## PROBLEM STATEMENT
Give back, word for word, every line from the one containing "-183,6 +183,7 @@" to the end of the listing, and nothing more.

## MATERIALS PROVIDED

PR #102, opened 2017-07-16
Fix error cleanup in and after OpenTable calls

srh:
- We now close fd inside of OpenTable upon error.

- At many callsites (where we call OpenTable many times in a loop) we
now cleanup resources properly.

---
This change is [Reviewable](https://reviewable.io/reviews/dgraph-io/badger/102)

### DIFF
--- a/compact_log_test.go
+++ b/compact_log_test.go
@@ -183,6 +183,7 @@ func TestOverlappingKeyRangeError(t *testing.T) {
 
 	f = buildTestTable(t, "l", 2)
 	t2, err := table.OpenTable(f, table.MemoryMap)
+	require.NoError(t, err)
 	defer t2.DecrRef()
 	done = lh0.tryAddLevel0Table(t2)
 	require.Equal(t, true, done)
--- a/kv.go
+++ b/kv.go
@@ -953,12 +953,11 @@ func (s *KV) flushMemtable(lc *y.LevelCloser) error {
 		}
 
 		tbl, err := table.OpenTable(fd, s.opt.MapTablesTo)
-		defer tbl.DecrRef()
-
 		if err != nil {
 			s.elog.Printf("ERROR while opening table: %v", err)
 			return err
 		}
+		defer tbl.DecrRef()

## RESULT OF THE EXERCISE
@@ -183,6 +183,7 @@ func TestOverlappingKeyRangeError(t *testing.T) {
 
 	f = buildTestTable(t, "l", 2)
 	t2, err := table.OpenTable(f, table.MemoryMap)
+	require.NoError(t, err)
 	defer t2.DecrRef()
 	done = lh0.tryAddLevel0Table(t2)
 	require.Equal(t, true, done)
--- a/kv.go
+++ b/kv.go
@@ -953,12 +953,11 @@ func (s *KV) flushMemtable(lc *y.LevelCloser) error {
 		}
 
 		tbl, err := table.OpenTable(fd, s.opt.MapTablesTo)
-		defer tbl.DecrRef()
-
 		if err != nil {
 			s.elog.Printf("ERROR while opening table: %v", err)
 			return err
 		}
+		defer tbl.DecrRef()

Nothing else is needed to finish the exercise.